Vision-language models (VLMs) adapted to the medical domain have shown strong performance on visual question answering benchmarks, yet their robustness against two critical failure modes, hallucination and sycophancy, remains poorly understood, particularly in combination. We evaluate six VLMs (three general-purpose, three medical-specialist) on three medical VQA datasets and uncover a grounding-sycophancy tradeoff: models with the lowest hallucination propensity are the most sycophantic, while the most pressure-resistant model hallucinates more than all medical-specialist models. To characterize this tradeoff, we propose three metrics: L-VASE, a logit-space reformulation of VASE that avoids its double-normalization; CCS, a confidence-calibrated sycophancy score that penalizes high-confidence capitulation; and Clinical Safety Index (CSI), a unified safety index that combines grounding, autonomy, and calibration via a geometric mean. Across 1,151 test cases, no model achieves a CSI above 0.35, indicating that none of the evaluated 7-8B parameter VLMs is simultaneously well-grounded and robust to social pressure. Our findings suggest that joint evaluation of both properties is necessary before these models can be considered for clinical use. Code is available at https://github.com/UTSA-VIRLab/AgreeOrRight
Paper Structure (16 sections, 6 equations, 4 figures, 2 tables)

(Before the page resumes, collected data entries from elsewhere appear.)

PR #402, opened 2025-06-03
document searching exact wording of a field

### LINKED ISSUE #5454: Document Searching All Fields
[forums](https://forums.ankiweb.net/t/potential-bug-newline-character-in-fields-html-disrupts-search-for-wildcard-fields/59617/2?u=sorata)

This might be useful to match exact wording used in a field. And it's simple enough that I don't see why it shouldn't be in docs.

brishtibheja:
Added `*:...` searches. I figured it can't put under "limiting to a field" so added to the end.

* Fix https://github.com/ankitects/anki/issues/5454

### DIFF
--- a/src/searching.md
+++ b/src/searching.md
@@ -480,3 +480,6 @@ interday learning cards due today.
 
 `prop:resched=0`\
 cards rescheduled today, either using **Set due date** or **Reschedule cards on change**.
+
+`*:dog`
+searches for notes with a field that exactly says "dog".


brishtibheja:
I mean we are not "limiting to a field" are we?

dae:
(please see the edits I made)

brishtibheja:
I think we should divide things by tasks that users would want to do, not by how Anki internally does it. I know "other searches" isn't helping in task-orientation but it's a better choice.

Danika-Dakika:
I think I'm missing something, because I'm struggling to understand the usefulness of this feature -- or why it needs to be documented at all. All searches already search all fields anyway, so is it that searching `*:dog` will return results where "dog" is the entire contents of the field, start to end -- and there's no other way to do that? Like a special case of: 

> `front:dog`
> finds notes with a Front field of exactly “dog”. A field that says “a dog” will not match.

If it's that, then I think it does belong in the "limiting to a field" section.

Issue #400, opened 2025-06-03
Add warning class where appropriate


brishtibheja:
In some parts of the docs, we use `<strong>` to make things stand out but a warning div can be more proper.

Some examples of where we can use it:

1. [Profile section](https://docs.ankiweb.net/profiles.html#profiles) warns user they cannot sync multiple profiles with one account.
2. The [security warning](https://docs.ankiweb.net/math.html#security-warning) for latex.

Refer to mdBook docs for how you do it: https://rust-lang.github.io/mdBook/format/mdbook.html#classwarning

brishtibheja:
These pages have FAQs at bottom: https://lazyguidejp.github.io/jp-lazy-guide/setupAnki/

PR #380, opened 2025-05-18
ADD info regarding limits (from faq)

GithubAnon0000:
Depends on ankitects/anki-manual#403.

This adds the info from the [FAQ section](https://faqs.ankiweb.net/are-there-limits-on-file-sizes-on-ankiweb.html) into the manual.

# Notable Changes
1. The incorrect info "250MB" has been updated to "300MB". See https://github.com/ankitects/faqs/pull/46.
2. I made the sections atomic.
3. I updated the "Tools>Media" part to adhere to the manuals style guide.
4. I reduced the amout of words on some sections.
5. I sometimes added the response / answer first (prepended "yes" or "no").
6. I used admonitions faq style, collapsed by default.

# Screenshots
<details><summary>Current entry in the FAQ:</summary>
<p>

anki

</p>
</details>

<details><summary>Entry in the docs, if this PR is merged:</summary>
<p>

anki

</p>
</details> 

<details><summary>[Old] Entry in the docs, if this PR is merged:</summary>
<p>

anki

</p>
</details> 

<hr>
Pinging @brishtibheja.

PR #403, opened 2025-06-03
ADD support for admonitions

GithubAnon0000:
Adds supports for admonitions in preparation for #400 and #380.

I followed https://github.com/tommilligan/mdbook-admonish?tab=readme-ov-file#installation for instructions. With this PR, the necessary css file has already been implemented, meaning an additional package is probably not necessary.


dae:
Please see my two extra commits for future reference.

PR #406, opened 2025-06-03
Add summary to background

GithubAnon0000:
Depends on #403.

I'm a huge fan of summaries. I chose "summary" instead of "abstract", because "abstract" felt too academic.

This PR introduces a very short summary, telling the readers the most important things of that section.

# Pictures

anki


dae:
It would be helpful if you could merge in the changes from the main branch so these PRs can be tested easily. Please also remove the space between the backticks and `admonish` - while it works with a space, it doesn't match the mdbook-admonish docs.

Deferring to @Danika-Dakika on this one

GithubAnon0000:
@abdnh, this one is ready.

PR #407, opened 2025-06-03
Modify backups (style guide and admonitions)

GithubAnon0000:
Depends on #403.

# Changes
1. This introduces new admonitions.
2. UI elements now are bold and use a "→".

# Images
anki
<hr>

anki


brishtibheja:
> Your message cut off.

I hate gmail...

The full message:

"I don't suggest using → as it's not a standard sign used in menu paths. The > sign is much more common and is being used in most parts of this docs."

> That's why I started using it everywhere and started to update everywhere.

Holy, and so we are trying to head towards different goals...

The arrow sign is a bad choice particularly because it's not a standard sign.

Plus, we're using it for procedural information. It would be better to use less complex signs like `>` so we can be sure that it wouldn't cause issues for screen reader users (screen readers might not read this).

GithubAnon0000:
@abdnh, this one is ready, unless we decide on using `->` instead of `→`. See daes suggestion above.

abdnh:
I'm also in favor of `>`. Will create an issue for mdbook-yapp.

GithubAnon0000:
@abdnh Okay, changed it. Should be good to go.

abdnh (approved):
Thank you!

PR #423, opened 2025-07-05
Added a brief explanation of CalVer

Expertium:
Let me know if there is a better place for this than Platform Notes


brishtibheja:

This paper contains 16 sections, 6 equations, 4 figures, 2 tables.

Figures (4)

  • Figure 1: The grounding--sycophancy tradeoff on VQA-RAD ($n{=}451$). Each point represents one model; the x-axis shows L-VASE (hallucination propensity, lower is better) and the y-axis shows CCS (confidence-calibrated sycophancy, lower is better). No model reaches the lower-left desired quadrant. Models that hallucinate less (Qwen3-VL, MedGemma) are the most sycophantic, while the most resistant model (IDEFICS2) hallucinates substantially.
  • Figure 2: Overview of the evaluation pipeline. (a) L-VASE computes hallucination propensity by passing weakly-augmented ($\sigma{=}3$) and heavily-distorted ($\sigma{=}15$) versions of each medical image through the VLM, extracting raw logit vectors $\boldsymbol{\ell}_{\text{weak}}$ and $\boldsymbol{\ell}_{\text{dist}}$, and measuring the entropy of their contrastive combination in logit space, avoiding the double-normalization issue of operating on probability vectors. The score is averaged over $N{=}5$ stochastic samples ($\tau{=}1.0$). (b) CCS measures confidence-calibrated sycophancy by first recording the model's baseline answer and logit-derived confidence $c$, then probing resistance under three clinically motivated pressure types (expert correction, peer consensus, and authority citation). Each capitulation is weighted by $c$, capturing the most dangerous failure mode: abandoning high-confidence diagnoses. (c) CSI unifies both axes into a single deployment-readiness score via a geometric mean inspired by FMEA methodology liu2019fmea, ensuring that failure on any individual axis (grounding, autonomy, or calibration) collapses the overall safety score.
  • Figure 3: CSI distribution across all models and datasets. All 18 evaluation points fall within the Critical, High Risk, or Moderate Risk zones. No model reaches the Cautionary or Safe regions, with a maximum CSI of 0.339 (IDEFICS2 on VQA-RAD).
  • Figure 4: Side-by-side comparison of VASE and L-VASE formulations. Left: VASE operates on softmax probability vectors ($\mathbf{p} \in [0,1]$). Contrastive subtraction produces negative entries that are invalid in probability space; empirically, 98.6% of token-level vectors exhibit this issue (LLaVA-1.5, 30 VQA-RAD images, 5 samples, $\alpha{=}1.0$, $n{=}15{,}187$ vectors). An outer softmax masks these negatives but yields corrupted entropy estimates. Right: L-VASE operates on raw logit vectors ($\boldsymbol{\ell} \in \mathbb{R}$). The same subtraction produces negative entries that are mathematically valid in logit space. A single softmax converts the result into a proper distribution with no mass corruption. Bar charts are schematic.